While insurance companies have had to scramble to cover millions of new customers mandated by Obamacare, hospitals have enjoyed a big influx of new paying customers. So they've not only consolidated traditional hospital facilities to get more bang for their buck, but have also profited by accelerating the already existing policy of buying up private practices and even many of those urgent-care facilities we've seen popping up across the country over the past decade. Even the Obama administration's Federal Trade Commission raised a red flag over this in 2014 and warned these mergers were driving up prices at the worst time, but it got very little attention.

It will take a major effort to unwind the recent hospital mergers, so that's not the way to go for the Trump team. But the administration can instruct the Federal Trade Commission to do more than just raise flags and delay or block future hospital mergers for an indefinite period. That should help cut off one major catalyst for health-cost inflation.

Another smart move would be to no longer allow hospitals to charge Medicare, Medicaid and the insurers more for the same care patients get in a private practice facility. Hospitals should be allowed to ask for more reimbursement from Uncle Sam for the many non-insured and non-paying patients they often see in emergency rooms every day. But what must be stopped is when they buy up a private practice, make no real changes, and then bill more for the same exact service at the same place with the same doctor. This is a change the Trump administration's Centers for Medicare and Medicaid Services and its administrator Seema Verma could make on their own.

3) Publish health-care prices.

Think about it: Health care may be the only good or service that most of us agree to buy without even knowing the price of that care. Knowing the prices in advance is obviously a great tool to help keep costs down. Several news media outlets in major cities have begun an effort to publish those prices in newspapers and on websites, but those efforts barely reach the tip of the iceberg nationally.

Like the across-state-lines insurance rule issue, lots of major hospitals and insurers have regularly insisted that publishing prices won't help increase competition or lower prices. But Steve Sonenreich, president and CEO of Mount Sinai Medical Center, a teaching hospital in Miami Beach has long begged to differ. And in 2014, he started to make good on a public promise to pull back the veil on prices. Sonenreich even told a hospital trade publication that, "We believe that transparency would save employers and employees — and our country — money, and it would substantially reduce the expense of health insurance coverage."

And he's right.

Luckily, there should be some bipartisan support for this even though the Trump administration could do a lot to force price publication without congressional approval. That's because the Obama administration began doing this in 2014 with a database posted on the Center for Medicare & Medicaid Services website that is still being updated today. But those 2014 rules do not stretch across the country and getting price information is still way too hard for most Americans according to industry experts. This is one of those cases where President Trump can and should be more than willing to finish something President Obama started.
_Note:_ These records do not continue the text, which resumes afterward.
PR #12659, opened 2019-10-28
T-ray scanner now shows plumbing only to the users, not nearby mobs.

moxian:
## What Does This PR Do
From tg, more or less.

- Makes T-ray overlay only visible for the user, not for other people nearby.

- Minor refactor: the plumbing invisibility values are switched from numerical 101 (which is INVISIBILITY_ABSTRACT) to INVISIBILITY_MAXIMUM (which is 100). The INVISIBLITY_MAXIMUM seems to be the semantically correct value, but I don't think this would have any noticeable effect in game.

- The old code tries to reveal "invisible" monsters on scan, but I've never heard of scanner being actually used for this purpose. Probably because only such monsters are ninjas, which are currently admin-only...

Changes from tg:
- `for(var/turf/T in range(scan_range, viewer)) for(var/obj/O in T.contents)` instead of `for(var/obj/O in orange(scan_range, viewer)` . I don't know why but `range` iterates over turfs contents on /tg/, yet not on para...
- `range` instead of `orange`: because you are likely interested in seeing piping even on the tile you're currently standing

## Why It's Good For The Game
T-ray view is only really useful for the person holding the scanner, and people nearby are usually mildly annoyed by the flashing. This is especially bothersome when an unconscious engineer comes/is brought to medbay/cloning.

## Images of changes
N/A

## Changelog
:cl:
tweak: T-Ray imagery is now only visible to T-Ray scanner user, not to outside observers.
/:cl:

P.s.: as a future work items, one could introduce:
- Increase the T-Ray scanner range to make it easier to work with (now that it's unobtrusive to bystanders) (the range is 3 on tg, compared to 1 here)
- Add ability icon for toggling T-ray scanner
- Add T-ray goggles (combined with optical meson scanners probably?)
- Add T-ray ghost view

but these are all items for a different PR

### DIFF
--- a/code/game/objects/items/devices/scanners.dm
+++ b/code/game/objects/items/devices/scanners.dm
@@ -20,7 +20,7 @@ REAGENT SCANNER
 	materials = list(MAT_METAL=150)
 	origin_tech = "magnets=1;engineering=1"
 	var/scan_range = 1
-	var/pulse_duration = 10
+	var/pulse_duration = 10  // in deciseconds
 
 /obj/item/t_scanner/longer_pulse
 	pulse_duration = 50
@@ -37,7 +37,7 @@ REAGENT SCANNER
 		STOP_PROCESSING(SSobj, src)
 	return ..()
 
-/obj/item/t_scanner/proc/toggle_on()
+/obj/item/t_scanner/attack_self(mob/user)
 	on = !on
 	icon_state = copytext(icon_state, 1, length(icon_state))+"[on]"
 	if(on)
@@ -45,21 +45,15 @@ REAGENT SCANNER
 	else
 		STOP_PROCESSING(SSobj, src)
 
-/obj/item/t_scanner/attack_self(mob/user)
-	toggle_on()
-
 /obj/item/t_scanner/process()
 	if(!on)
 		STOP_PROCESSING(SSobj, src)
 		return null
 	scan()
 
+// Show the holder the T-ray layout within `scan_range` for the `pulse_duration` deciseconds.
 /obj/item/t_scanner/proc/scan()
-	t_ray_scan(src.loc, pulse_duration=pulse_duration, scan_range=scan_range)
-
-// Show the viewer the T-ray layout within `scan_range` for the `pulse_duration` deciseconds.
-/proc/t_ray_scan(mob/viewer, pulse_duration, scan_range)
-	var/flick_time = pulse_duration
+	var/mob/viewer = src.loc
 	if(!ismob(viewer) || !viewer.client)
 		return
 
@@ -78,8 +72,8 @@ REAGENT SCANNER
 				I.appearance = MA
 				t_ray_images += I
 	if(t_ray_images.len)
-		flick_overlay(t_ray_images, list(viewer.client), flick_time)
-	
+		flick_overlay(t_ray_images, list(viewer.client), pulse_duration)
+
 
 /proc/chemscan(mob/living/user, mob/living/M)
 	if(ishuman(M))
--- a/code/game/objects/items/devices/scanners.dm
+++ b/code/game/objects/items/devices/scanners.dm
@@ -37,14 +37,16 @@ REAGENT SCANNER
 		STOP_PROCESSING(SSobj, src)
 	return ..()
 
-/obj/item/t_scanner/attack_self(mob/user)
-
+/obj/item/t_scanner/proc/toggle_on()
 	on = !on
 	icon_state = copytext(icon_state, 1, length(icon_state))+"[on]"
-
 	if(on)
 		START_PROCESSING(SSobj, src)
+	else
+		STOP_PROCESSING(SSobj, src)
 
+/obj/item/t_scanner/attack_self(mob/user)
+	toggle_on()
 
 /obj/item/t_scanner/process()
 	if(!on)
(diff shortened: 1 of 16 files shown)


TDSSS:
>The old code tries to reveal "invisible" monsters on scan, but I've never heard of scanner being actually used for this purpose. Probably because only such monsters are ninjas, which are currently admin-only...

Does it no longer do that with your PR? It might be best to keep that functionality intact for future use.

moxian:
It no longer does that with my PR.

There are two flavours of invisibility that were being revealed here, so let's discuss them separately:

One is monsters with their opacity set to <100% - the icon is there, the item shows up when alt-clicking the tile, just hard to see with the naked eye. The reveal of these was introduced in 9e0e080376d63d324c4a1f75410cec9823efab92 while touching stealth genes. I didn't touch Para's genetics almost at all, but I think those mutations are longer obtainable?

The other one is ninjas, which were there from the beginning of time, but never actually used. I think the situation with their invisibility is neatly described by the following comments:
https://github.com/ParadiseSS13/Paradise/blob/54838ccfcf1579128d9dfdb2d13576b982f57e12/code/__DEFINES/sight.dm#L9-L12

In either case, I don't think leaving the code in "just in case" is a good idea. At best it would sit unused and confused the people who look at the file in the future; at worst they would introduce extra maintenance work when trying to preserve the behavior while doing yet another refactor.


Ideological differences aside, it's quite challenging to implement the reveal in the new system on the technical level. What T-scan does for pipes is creates the pipe image overlay, and presents it to the user for a set duration.
If we apply the same treatment to invisible mobs, you would get a still image of the mob at the place they were when the T-pulse happened - it would not be updated when the mob moves. I couldn't figure out a way to make the imagery update (neither did tg folks, apparently), or I'd use that here.
If we treat them the way they were treated before the PR - then they would suddenly become visible for _everyone_ - not just for T-scanner user - despite having no indication as to _why_, which sounds like bad gameplay experience to me.


All that said, I could still be convinced to reintroduce either/both of the invisibility flavours being revealed via either old/new mode (please specify which/how).

TDSSS:
>One is monsters with their opacity set to <100% - the icon is there, the item shows up when alt-clicking the tile, just hard to see with the naked eye. The reveal of these was introduced in 9e0e080 while touching stealth genes. I didn't touch Para's genetics almost at all, but I think those mutations are longer obtainable?

Uh, there's a few mobs that make use of this, I think. The ambush terror spiders have stealth while on webs, xenos can stealth and become harder to see and I think there's a vampire power for being less visible in darkness, no? Or do they use a different system for that?

code/game/objects/items/devices/scanners.dm
```diff
@@ -53,42 +55,31 @@ REAGENT SCANNER
...
 
 /obj/item/t_scanner/proc/scan()
+	t_ray_scan(src.loc, pulse_duration=pulse_duration, scan_range=scan_range)
 
-	for(var/turf/T in range(scan_range, src.loc) )
-
-		if(!T.intact)
-			continue
+// Show the viewer the T-ray layout within `scan_range` for the `pulse_duration` deciseconds.
+/proc/t_ray_scan(mob/viewer, pulse_duration, scan_range)
```
Citinited: Why is this its own proc instead of just doing this code inside `proc/scan()`?

moxian: Because that's the way it was done on tg.
They have both the hand held scanner and T-ray goggles, which both call this proc.

Honestly, I'm still very unsure of how close I should keep to the tg original when doing ports, especially when it comes to small things like this. I might be reading too much into this section of the contributing guide here:

> Document and explain your pull requests thoroughly. Failure to do so will delay a PR as we question why changes were made. This is especially important if you're porting a PR from another codebase (i.e. TG) and *divert from the original*.

(emphasis mine) but that was the motivation for keeping stuff as close to the port source as possible.

Should i remove the standalone proc?

Citinited: Oh, this will explain why the proc isn't typecast.

What I would do is make it a t-ray scanner level proc for now and then repath it once you port the goggles. I think the maintainers would be ok with it being a different path to tg code (obviously I'm not speaking for them here though)

moxian: Removed standalone proc. Thanks!

moxian:
> The ambush terror spiders have stealth while on webs
It is done differently and unaffected by today's T-ray scanner. Namely, when in webs they use a different semitransparent icon (with semitransparent pixels) - the icon *itself* is rendered at 100% opacity though.

Grey spider webs are implemented via alpha tweaking. However the webs are not /mob/living so they are skipped in the scanner check and not revealed.

> there's a vampire power for being less visible in darkness
This also via alpha, so this one _should_ be revealable. However in my testing I couldn't get it to work. I'm not sure why.
One explanation can be that the alpha *is* set to 100% opacity in the t-ray proc, but then immediately overriden in the vampire's Life proc, so it's never really visible.

TDSSS:
Hmm, in light of that you might be best off not having it work on vampires and co for now. Might be better to add a separate item later than can reveal invisible mobs, especially if any antags with full stealth are added (predators to go with our aliens, maybe?)

code/game/objects/items/devices/scanners.dm
```diff
@@ -38,56 +38,41 @@ REAGENT SCANNER
...
-						M.alpha = oldalpha
-
-		var/mob/living/M = locate() in T
-
-		if(M && M.invisibility == 2)
-			M.invisibility = 0
-			spawn(2)
-				if(M)
-					M.invisibility = INVISIBILITY_LEVEL_TWO
+			if(O.invisibility == INVISIBILITY_MAXIMUM || HAS_TRAIT(O, TRAIT_T_RAY_VISIBLE))
```
farie82, line 67: This will make things appear that were not shown prior. Might want to take another look at what items will be visible due to this. As an example the poolcontroller will become visible now.

You might have to change those to have a more fitting invisibility value though

Fox-McCloud:
No updates, still conflicted, sadly.

Nothing wrong with this idea, at all---but closing due to stale-ness. Feel free to re-submit though.

PR #12663, opened 2019-10-29
Allow observers to inspect storage contents by clicking it.

moxian:
## What Does This PR Do
Allows ghosts to see storage contents by clicking on the storage (boxes, toolboxes, belts etc).

From tg but not really.
tg's storage handling is much.. refactored from what it is on Paradise, and I'm not going to port all of it here in one go.

Just taking a few small parts in hopes we can maybe migrate there  gradually... (not really, but one can dream)

## Why It's Good For The Game
Ghosts get a bit more involved in the round, and have a bit more fun (without screwing with the living)

## Images of changes
dreamseeker_2019-10-29_10-22-48

## Changelog
:cl:
add: Ghosts can inspect containers by clicking on them
/:cl:

### DIFF
--- a/code/datums/components/storage/storage.dm
+++ b/code/datums/components/storage/storage.dm
@@ -1,0 +1,17 @@
+
+/datum/component/storage
+	dupe_mode = COMPONENT_DUPE_UNIQUE
+
+/datum/component/storage/concrete
+
+/datum/component/storage/Initialize(datum/component/storage/concrete/master)
+	if(!isatom(parent))
+		return COMPONENT_INCOMPATIBLE
+
+	RegisterSignal(parent, COMSIG_ATOM_ATTACK_GHOST, .proc/show_to_ghost)
+
+/datum/component/storage/proc/show_to_ghost(datum/source, mob/dead/observer/M)
+	var/obj/item/storage/s = parent
+	if(istype(s))
+		return s.show_to(M)
+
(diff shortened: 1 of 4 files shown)


code/game/objects/items/weapons/storage/storage.dm
```diff
@@ -32,7 +36,6 @@
 			return
 
 		if(over_object == M && Adjacent(M)) // this must come before the screen objects only block
-			orient2hud(M)          // dunno why it wasn't before
```
moxian: This orient2hud (and several others) are moved into show_to, since that is what ultimately needs it.

code/datums/components/storage/storage.dm
```diff
@@ -0,0 +1,17 @@
+
+/datum/component/storage
+	dupe_mode = COMPONENT_DUPE_UNIQUE
+
+/datum/component/storage/concrete
```
farie82: why this subtype?

moxian: Only to mirror what tg is doing, no other reason.
Should I remove it if it's not serving any real purpose?

Fox-McCloud:
Rreally don't think we should be half-assed implementing the storage component, especially like that.

We have far far too many half finished half implemented things in the codebase, as is; the buck needs to stop somewhere.

I'm also pretty sure this doesn't really need components to work, to begin with. TG had this LONG before components were even a thought.

moxian:
Acknowledged, will rework.

PR #12664, opened 2019-10-29
Allow admins to rename people with numbers

Ty-Omaha:
Numbers were removed when admins try to rename people in VV because the argument wasn't set to TRUE.
:cl:
fix: Admins can now rename people to names that include numbers, this is useful for silicons and IPCs.
/ 🆑

### DIFF
--- a/code/datums/datumvars.dm
+++ b/code/datums/datumvars.dm
@@ -548,7 +548,7 @@
 			to_chat(usr, "This can only be used on instances of type /mob")
 			return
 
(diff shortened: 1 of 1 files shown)


Spacemanspark:
While we're on the topic, why can't the HoP computer edit names to add numbers?

Birdtalon:
@Spacemanspark same reason as this PR.

https://github.com/ParadiseSS13/Paradise/blob/1029bf7e7af28ad4b393a954641f22223b2be7db/code/game/machinery/computer/card.dm#L438

PR #12678, opened 2019-10-31
Fixes 12677 - depot self-destruct leaves loot behind

### LINKED ISSUE #12677: Syndicate Depot Delta still leaves treasure behind.
**Issue Description**:
Some loot still remains after the depot explodes, and the explosion leaves a lot of debris.

The depot to be completely gone.

**What happened instead**:
A lot of the depot remained with some very strong loot inside as well.
depot_explosion_live

Free loot bad.

Trigger Delta alert on Syndie Depot. Check remains.

Well #12245 most likely again.

**Extra information**:
#12535 is basically the same issue, which was supposed to be fixed by  #12539. No idea what the issue could be caused from.

Picture was taken on live server.

### LINKED ISSUE #12856: Syndicate Depot Self Destruct Disabler
**Issue Description**:
You can remove the entity that is causing the self destruct of the Syndicate Depot upon reaching the Delta Alert level.

wasn't expecting anything, was just dicking around

**What happened instead**:
The Tesla-thingy that causes the self destruction was bombed away.

Delta alert doesn't matter anymore.

https://www.youtube.com/watch?v=5I-9_CUHqo0&feature=youtu.be

28.12.2019
17:32

**Extra information**:
:^)

Kyep:
## What Does This PR Do
When depot self destructs, it first deletes all loot in its loot lockers, to prevent anyone recovering restricted loot after the blast.
~~Also fixes an obscure bug where the depot comms computer fails to recognize some syndie agents as such during traitorchan gamemode.~~
Makes the 'overload' effect (the object that handles depot self destruct) immune to explosions, so it cannot be exploited by destroying it with a grenade.

## Why It's Good For The Game
Fixes #12677 
Fixes #12856 

:cl: Kyep
fix: Fixed depot sometimes leaving valuable loot after self-destruct.
fix: Fixed depot self-destruct being possible to shut down with an explosive grenade.
/:cl:


Kyep:
@Cazdon Removed that part, on the basis of 12740.

code/game/objects/structures/depot.dm
```diff
@@ -113,6 +113,8 @@
 		depotarea.updateicon()
 
 	for(var/obj/structure/closet/L in range(30, T))
+		for(var/obj/O in L)
+			qdel(O)
 		L.open()
 	for(var/mob/living/M in range(30, T))
 		M.gib()
```
Fox-McCloud: calling `Destroy` directly is something you should *never* do under any circumstances ****ever***. 

This hsould probably just deal a crap ton of damage to them to break them.

code/game/objects/structures/depot.dm
```diff
@@ -113,6 +113,8 @@
 		depotarea.updateicon()
 
 	for(var/obj/structure/closet/L in range(30, T))
+		for(var/obj/O in L)
+			qdel(O)
 		L.open()
```
Fox-McCloud: I suspect the 4 lines above may not be necessary; I suspect that what's happening is that the closet opening, before the explosion, together with how explosion process, it leaving "gaps". 

If this is all gone, when explosions happen, it *should* result in all the contents getting `ex_act`'d. The fact the lockers don't open should prevent the atmos from pushing them around and causing weird issues.

code/game/objects/structures/depot.dm
Kyep: Changed to take_damage, verified works, resolving.

code/game/objects/structures/depot.dm
Kyep: Having tested this by spawning lockers, I found that leaving out this code caused some locker items to survive, e.g. grenades that armed, etc. So it does seem necessary.

PR #12679, opened 2019-10-31
[DNM] Some more mindslave code fixes

### LINKED ISSUE #12675: Wololo antag log/hud bug.
**Issue Description**: Antags that get wololo'd no longer show up as antags on attack logs and antag hud after wololo wears off.

**What did you expect to happen**: It to keep their original antag status on attack logs.

**What happened instead**: Attack logs and antag hud shows a normal player.

**Why is this bad/What are the consequences**: Creates inaccuracies in logs, and misinformation for people who turn antag hud on.

**Steps to reproduce the problem**: Wololo an antag, wait for it to wear off, check antag hud and attack logs.

**When did the problem start happening**: High pop traitor vamp shift.

SteelSlayer:
## What Does This PR Do
Fixes mindslaves and zealot's not getting their objectives removed when they lose the mindslave status. 

Antags who are mindslaved now revert to their previous special role when they lose the mindslave status. For example, if a traitor gets mindslaved and then that status gets removed, their `special_role` won't be null, it will get reverted back to traitor.

Fixes  #12675

## Changelog
:cl:
fix: Fixes mindslaves and zealots not getting their objective removed when they lose the mindslave status
fix: Antagonists who are mindslaved now revert to their previous special role when they lose the mindslave status
/:cl:

### DIFF
--- a/code/datums/mind.dm
+++ b/code/datums/mind.dm
@@ -1662,7 +1662,7 @@
 	SSticker.mode.traitors += src
 
 	
-	var/datum/objective/protect/zealot_objective = new
+	var/datum/objective/protect/mindslave/zealot_objective = new
 	zealot_objective.target = missionary.mind
 	zealot_objective.owner = src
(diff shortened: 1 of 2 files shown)


SteelSlayer:
This isn't going to fix the issue currently

PR #12680, opened 2019-10-31
Fixes depot mobs reacting very slowly

Kyep:
## What Does This PR Do
Improves the reaction speed of depot AI mobs.

## Why It's Good For The Game
Currently, their reaction speed is so slow that someone can walk into their room, open their locker, take their item, and run out, before they notice that a player is within their vision range.
This improves their reaction time, so that they will now notice much faster when a player enters their vision range.

:cl: Kyep
fix: Fixed depot mobs taking a long time to react to the presence of nearby hostiles.
/:cl:

### DIFF
--- a/code/modules/mob/living/simple_animal/hostile/syndicate.dm
+++ b/code/modules/mob/living/simple_animal/hostile/syndicate.dm
@@ -148,8 +148,10 @@
 			// This prevents someone from aggroing a depot mob, then hiding in a locker, perfectly safe, while the mob stands there getting killed by their friends.
 			LoseTarget()
 
-/mob/living/simple_animal/hostile/syndicate/melee/autogib/depot/handle_automated_movement()
+/mob/living/simple_animal/hostile/syndicate/melee/autogib/depot/handle_automated_action()
 	. = ..()
+	if(!.)
+		return
 	if(!istype(depotarea))
 		return
 	if(seen_enemy)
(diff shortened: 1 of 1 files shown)


JKnutson101:
Have you consider applying this to most simple mobs or do most simple mobs already react at a faster speed?

Kyep:
There are many issues with that, @JKnutson101.
The depot only has ~7 mobs that this change would affect. Even then, >90% of the time the mobs don't run AI at all, because their AI is disabled since there is nobody living on the zlevel. When they are active, they need to react at a decent speed for the depot to be challenging. So, for all these reasons, it makes sense for them to have their AI process faster. It makes a big difference to the experience without substantially increasing CPU load.
Applying the same change to ALL NPC mobs isn't the same. There are tons of NPC AI mobs on station (all pets, all xenobio monsters, etc). They're always active. And they don't need fast reaction time. So making all of them use the same system might consume more CPU than is worth it.
It might make sense to apply this update to some monsters, such as enemies in gateway missions (which tend to be reasonable and fixed in number, which need decent reaction speed to make the missions challenging, and crucially which don't run their AI 90% of the time as there's nobody in the gateway).
That's really a case-by-case determination though.
I don't want to apply a change like this in a blanket fashion to every simple animal or NPC. At most, I might apply it to other NPCs where I notice their sluggish reaction speed impairs their ability to perform their role.

JKnutson101:
Wow, thanks for the detailed response. Stuff like CPU usage hadn't even crossed my mind, so I learned something new!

Once again, this all boils down to making sure American consumers get health-care cost relief. The focus on insurance alone has failed not only for the Republicans lately, but also for the Democrats still defending an Obamacare law that isn't doing enough to keep costs down. Even the partisan-hindered government in Washington D.C. could achieve the three above goals with relative ease compared to this year's failed Obamacare repeal and replacement efforts. It's time to begin.